但很遺憾,望月凜注定要錯過這“第一次”了。
因為還沒到學校,她就被忽然出現的轎車接走了。
車上坐著的是劍池一郎。
他拉著望月凜直接就去了公安六課總部。
王泉對那邊暫時沒去管,他今天得上課。
他的課是第二節。
備課什麼的自然不需要。
正好望月凜不在,他也可以秀一把日語了。
隻不過他會故意加點兒歪果仁口音就是了。
第二節課的時候,他踩著鈴聲進了教室。
那一瞬間,他觀察到了一個很有趣的現象。
之前帶頭霸淩望月凜的那個黃毛小太妹似乎......被孤立了。
其他學生都是三三兩兩湊在一起正要走回座位。
但那個小太妹周圍一個人都沒有。
大家哪怕路過她座位的時候,也會刻意避開,而她原本的那些跟班都坐的遠遠的。
這個過程中,沒有任何人眼神在她的位置停留過。
這完全就是把她當成了空氣。
而這姑娘現在目光空洞,明顯已經自閉。
真是太慘了。
王泉並沒有嘲笑她。
嗯,同情有那麼一點點,畢竟這小太妹長得還挺漂亮。
但那又能怎樣呢,他路邊看到乞討的人也會同情,甚至會給人家買點兒吃的——不會給錢。
當然,如果他提前知道這乞討的哥們腿之所以是斷的,是因為偷人被苦主打斷的話,他連吃的都不會給。
現在這黃毛小太妹就屬於這種情況。
如果望月凜要原諒她,那也是那隻黑長直的事情。
勸人大度要被天打雷劈,王泉又不是絕緣體,他也怕雷劈。
於是,他也無視了那小太妹,而是正式開始講課。
在班長喊話大家都起身鞠完躬坐下之後,梳著背頭西裝革履還戴著金絲眼鏡的王泉就像一隻真正的衣冠禽獸一樣開始講課:
“大家都已經知道我的名字了,咱們時間緊任務重,就不說那些虛的了。”
“課本都合起來,上麵的基本沒用,最起碼前麵的沒用,建議直接翻到第五頁開始學拚音,就是類似羅馬音的拚音,通過這個學習效果能好很多。”王泉一手插兜掃視著下麵目露好奇之色的學生們,“不過今天第一課我不會講那些。”
他攤開課本看了眼,說道:“‘你好’什麼的已經退環境了,我們那邊一邊見麵問的是‘是了嗎’,僅限熟人。”

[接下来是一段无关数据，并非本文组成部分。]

PR #4233, opened 2017-05-05
Use kibana names when exporting visualization jsons

exekias:
Instead of current internal id, this should make resulting files more
human readable, ie:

陌生人的話,也沒人會喊美女,最起碼大部分人不會這麼喊。
帥哥也一樣。
王泉以前聽說過廣東那邊會喊人靚仔,但他去過才知道,人家都是喊叼毛的。
不過這屬於進階學習,今天不需要用到。
看著下麵一張張好奇的臉,王泉覺得自己也年輕了不少。
他表情平緩,笑問道:“哪位同學知道學外語的話,先學什麼最快嗎?”
去賓館找“外教”小姐姐線下教學最快。
不過這不太和諧,不適合對未成年學生們說。
有個學生開口,“先生,是問候語吧?hello、‘泥嚎’什麼的都很容易就能記住。”
“這位同學叫什麼名字?”王泉看向那人。
一個頭發挺長的陰沉男,長得挺帥,而且看上去有些麵熟,但肯定沒見過。
也許帥哥都會讓人麵熟吧。
就是這小子看氣質就像個陰沉男,他會在課堂上主動回答問題是王泉沒想到的。
看來還是不能以貌取人。
那學生笑的很靦腆,“白鳥悠,老師叫我白鳥就可以。”
白鳥......王泉記得昨天晚上無頭案那裡有個警視廳的警察也姓白鳥。
是親戚?
看著確實有點兒眼熟。
不過這些都無所謂。
他十分溫和,“白鳥同學回答的很好,不過你說錯了。”
他轉身在黑板上寫了幾個字。
「馬鹿」(baka、八嘎)。
“事實上,最容易讓人記住的外語是臟話。”
比如“西八”、“shake it”、“cyka6лrдь”、“法克”、“謝特”之類的詞。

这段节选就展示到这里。